Species of gastropod

Raphitoma purpurea is a species of sea snail, a marine gastropod mollusk in the family Raphitomidae.

This species forms a complex with Raphitoma bourguignati (Locard, 1891), Raphitoma atropurpurea (Locard & Caziot, 1899), and Raphitoma digiulioi Pusateri & Giannuzzi Savelli, 2017.

==Description==
The length of the shell varies between 9 mm and 24 mm, its diameter between 4.9 mm and 9.5 mm.
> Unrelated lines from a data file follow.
Issue #11980, opened 2019-07-31
Upgrade Python to 3.8


EnTeQuAk:
We are currently using Python 3.6 in our docker environment. We should fairly easy be able to upgrade to ~~3.7~~ 3.8.

Python 3.6 is already in "security fix only"-mode and doesn't receive any further bugfixes should they be needed.

Aside from many useful features, Python 3.7 is supposed to be one of the fastest releases of the CPython environment yet.

diox:
We were (are?) blocked by https://github.com/celery/celery/issues/4849 when we migrated to Python 3 for the record, and that's why we chose Python 3.6.

EnTeQuAk:
I know, all this can theoretically tackled once we upgraded to 4.3 as part of #9068

eviljeff:
Celery wasn't the only python3.7 blocker during the 2.7->3.6 upgrade iirc. Have you tried 3.7 on a branch yet?

EnTeQuAk:
> Celery wasn't the only python3.7 blocker during the 2.7->3.6 upgrade iirc. Have you tried 3.7 on a branch yet?

No, I only filed the issue :laughing:

tapaswenipathak:
Hi folks: Can I PR for the ticket?

EnTeQuAk:
> Hi folks: Can I PR for the ticket?

This issue isn't really suitable for contributors. It requires lots of testing and can't be solved before  #9068 has been solved.

Please take a look at other issues that have the [`contrib: welcome`](https://github.com/mozilla/addons-server/labels/contrib%3A%20welcome) label.

diox:
#9068 is solved, so we should be able to try the upgrade to 3.7 again (maybe we'll discover other blockers)

tapaswenipathak:
Heyo folks - unsubscribing.

diox:
Made https://github.com/diox/olympia/tree/python3.7 let's see if that works... Follow along in https://travis-ci.org/diox/olympia/builds/589973239

diox:
Ahah, it fails because `jingo_minify_helpers` is using an undocumented property that has been removed in Python 3.7:
```
src/olympia/lib/jingo_minify_helpers.py:54: in ensure_path_exists
    if e.errno != os.errno.EEXIST:
E   AttributeError: module 'os' has no attribute 'errno'
```

From https://docs.python.org/3/whatsnew/3.7.html :
[...]

PR #15074, opened 2020-07-27
Switch to Python 3.8

diox:
Fixes https://github.com/mozilla/addons-server/issues/11980


diox:
@eviljeff and @willdurand you might also be interested in having a look at this. It touches bad zip file handling in validation task decorator, but that seems ok.

src/olympia/devhub/tasks.py
```diff
@@ -180,11 +180,12 @@ def wrapper(task, results, pk, *args, **kwargs):
...
-        except BadZipfile:
+        except BadZipFile:
+            # If we raised a BadZipFile we can return a single exception with
+            # a generic message indicating the zip is invalid or corrupt.
             results = deepcopy(amo.VALIDATOR_SKELETON_EXCEPTION_WEBEXT)
-            annotations.insert_validation_message(
-                results, type_='error',
-                message=ugettext('Invalid or corrupt add-on file.'))
+            results['messages'][0]['message'] = ugettext(
+                'Invalid or corrupt add-on file.')
```
eviljeff, line 188: Why can't we use annotations here any longer? (it's still used a few lines above)

diox:
> it's mainly just changing `BadZipfile` to `BadZipFile`?

I didn't have to do that, in fact. Both still work, but while I was looking at the documentation I noticed it was deprecated so I figured I might as well take care of it now.

src/olympia/devhub/tasks.py
diox: Because I don't want to insert a new error, I want to replace the base one. 

The main difference with before is that before, we ended up catching some invalid zip files later, when validating the files inside, and we raised a `ValidationError`. That was turned by this decorator into a generic linter error using the code just below this:
```python
        except Exception as exc:
            log.exception('Unhandled error during validation: %r' % exc)
            results = deepcopy(amo.VALIDATOR_SKELETON_EXCEPTION_WEBEXT)
            return results
```

Note that in that case, there is only one error returned. 

Now, with Python 3.8, `BadZipFile` is raised earlier than before for the same invalid zips. So we end up in that `except` clause, where we previously returned *two* errors: `Invalid or corrupt add-on file` *and* the generic ` coming from `VALIDATOR_SKELETON_EXCEPTION_WEBEXT`, `Sorry, we couldn't load your WebExtension.`. To stay consistent with what we were doing before for those zips, I'm changing the way we deal with `BadZipFile` and only return *one* error in that case, the `Invalid or corrupt add-on file`. This means I can no longer use `insert_validation_message`, as that would add a new error message instead of replacing the generic one.

src/olympia/files/utils.py
```diff
@@ -742,16 +742,12 @@ def __init__(self, source, mode='r', force_fsync=False):
...
         self.force_fsync = force_fsync
-        self.is_valid = self.initialize_and_validate()
+        self.initialize_and_validate()
 
     def initialize_and_validate(self):
         """
         Runs some overall archive checks.
         """
-        # Shortcut to avoid expensive check over and over again
-        if getattr(self, 'is_valid', False):
```
bobsilverberg, line 752: Why did you remove this optimization? Did it never get used?

diox: It wasn't - if you look at the whole patch, there is only one place where we used `is_valid` left (that I removed), and even there it was dead code, because an exception would have be thrown before we got to that point.

diox:
I'll merge this after the tag just to be safe.

src/olympia/files/utils.py
bobsilverberg: Right, but wasn't the idea of this that if we had to call `initialize_and_validate` on the same object more than once we could shortcut it? I assume there's nowhere in the code where `initialize_and_validate` might be called more than once on the same object?

diox: It's called at `__init__` time so there is no way around it (I think historically it wasn't always the case, and that's why this property made sense)

PR #15078, opened 2020-07-27
re-add the PrimaryHero admin tool inline in PromotedAddon

### LINKED ISSUE #15028: Reimplement PrimaryHero admin tools
The PR for #14859 removes the PrimaryHero from DiscoveryItem.  We need it back!

eviljeff:
fixes #15028 - the queryset lookup is unoptimized (just copied from DiscoveryItemAdmin to skip some of the default transforms on Addon) because addressing that turned out to be a rabbit hole so will be in a follow-up.

### DIFF
--- a/src/olympia/promoted/admin.py
+++ b/src/olympia/promoted/admin.py
@@ -1,8 +1,10 @@
 from django.contrib import admin
+from django.db.models import Prefetch
 from django.forms.models import modelformset_factory
 
 from olympia.addons.models import Addon
 from olympia.discovery.admin import SlugOrPkChoiceField
+from olympia.hero.admin import PrimaryHeroInline
 
 from .forms import AdminBasePromotedApprovalFormSet
 from .models import PromotedAddon, PromotedApproval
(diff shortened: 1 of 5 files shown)


src/olympia/promoted/admin.py
```diff
@@ -81,3 +109,9 @@ def formfield_for_foreignkey(self, db_field, request=None, **kwargs):
             return SlugOrPkChoiceField(**kwargs)
         return super().formfield_for_foreignkey(
             db_field, request, **kwargs)
+
+    def has_delete_permission(self, request, obj=None):
+        qs = PrimaryHeroInline.model.objects.filter(enabled=True)
```
bobsilverberg, line 114: Just wondering, why is this using `PrimaryHeroInline.model.objects` rather than just `PrimaryHero.objects`?

src/olympia/promoted/admin.py
```diff
@@ -81,3 +109,9 @@ def formfield_for_foreignkey(self, db_field, request=None, **kwargs):
...
+        if obj and list(qs) == [getattr(obj, 'primaryhero', None)]:
```
bobsilverberg, line 115: Will this be true if there is only one enabled `primaryhero`, and it is the same as the current `primaryhero`? If so, couldn't the same thing be done by just counting the number of enabled `primaryhero`s if the current one is enabled, and checking that there is only one?

src/olympia/promoted/tests/test_admin.py
```diff
@@ -44,7 +62,8 @@ def test_can_see_in_admin_with_discovery_edit(self):
         assert self.list_url in response.content.decode('utf-8')
 
     def test_can_list_with_discovery_edit_permission(self):
-        PromotedAddon.objects.create(addon=addon_factory(name='FooBâr'))
+        pro = PromotedAddon.objects.create(addon=addon_factory(name='FooBâr'))
+        PrimaryHero.objects.create(promoted_addon=pro)
```
bobsilverberg, line 66: Why is this needed when the test does nothing afterwards related to the `PrimaryHero`?

src/olympia/promoted/admin.py
eviljeff: I thought not having to import the `PrimaryHero` model was better, but I dunno?

src/olympia/promoted/admin.py
eviljeff: Yes.  I did it this way in DiscoveryItemAdmin so I just copied it over, but I can change it if you want?

src/olympia/promoted/admin.py
bobsilverberg: I dunno either. I was just asking. If there is no difference then I guess just leave it as is.

src/olympia/promoted/admin.py
bobsilverberg: It seems like the code will be a bit simpler with my suggestion. I had to stop and think about this one. Simpler is usually better, imo.

src/olympia/promoted/tests/test_admin.py
eviljeff: https://github.com/mozilla/addons-server/pull/15078/commits/c3759260619cb9d23bded23584fb801b2834f92c

src/olympia/promoted/admin.py
eviljeff: https://github.com/mozilla/addons-server/pull/15078/commits/c3759260619cb9d23bded23584fb801b2834f92c

Issue #12052, opened 2019-08-07
"TypeError: i.renderTo is undefined" appears after a graphic from "Statistics" page has "No data available"


madalincm:
### STR:
1. Access AMO homepage: https://addons.allizom.org/en-US/firefox/.
2. Click on an add-on that has the "Visit stats dashboard" link in the "More information" section. (e.g. uBlock Origin: https://addons.allizom.org/en-US/firefox/addon/ublock-origin/?src=homepage-collection-featured)
3. Click on the "Visit stats dashboard" link in the "More information" section.
4. Once on the "Statistics" page click on "Custom..." from the "For last:" section and select the present day.
5. Click on any buttons from the "Group by:" or "For last:" section.

### Expected result:
The statistical graphics should be displayed.

### Actual result:
A "TypeError: i.renderTo is undefined" error will appear after a graphic has "No data available", which causes the following graphics to not load anymore.

### Notes:
The bug is reproduced only after having a graphic with "No data available". The bug is not reproduced if graphics display data.
Reproduced in amo-dev, amo-stage and amo-prod with Fx68, Win10x64.
After refresh the page loads the graphics again.

![2019-08-07_11h50_50](https://user-images.githubusercontent.com/15685441/62609214-07039e80-b90a-11e9-8917-96bbb5d64a29.gif)

ioanarusiczki:
I see this issue reproducible on AMO dev - FF76(Win10). 

![reproducible](https://user-images.githubusercontent.com/33448286/85020937-c1467200-b179-11ea-8322-25e600f0ff3f.png)

willdurand:
I am not able to reproduce locally. I can reproduce in -dev but not locally, even with assets compiled so I dunno. I spent way too much time on this issue already.

willdurand:
I am wondering if this isn't some sort of timing issue like we load data and quickly ask the app to load new data (which is empty). I cannot reproduce locally or in a test suite so I am a bit hopeless.

KevinMind:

(Original description) The species shows a very rugose, fusiform and robust shell. It has a of a dark purple colour with sometimes a few spots or blotches of white. It contains nine or ten whorls, rounded, and tapering to an extremely fine, sharp apex. They contain nineteen or twenty ribs, running a little oblique to the right. They are crossed by numerous sharp, elevated ridges, which rise into angles upon the ribs, making the shell very rough, and giving it a cancellated appearance. The aperture is narrow, oval and terminates into a strait siphonal canal. The outer lip is thin. The margin is white, crenated by the striae. The columella striated transversely oblique to the end of the siphonal canal, and somewhat tuberculated. Inside it is purple, marked by the ribs.

The whorls are usually well rounded, clathrate by narrow ribs and almost equally strong revolving ridges. The color of the shell is reddish or purplish brown, white-zoned below the middle of the body whorl, the zone distinct within the lip.

==Distribution==
This species occurs in the Mediterranean Sea and in the Atlantic Ocean from Northern Europa, the Azores, the Canary Islands to Angola. Fossils were found in Upper Pliocene strata in Italy.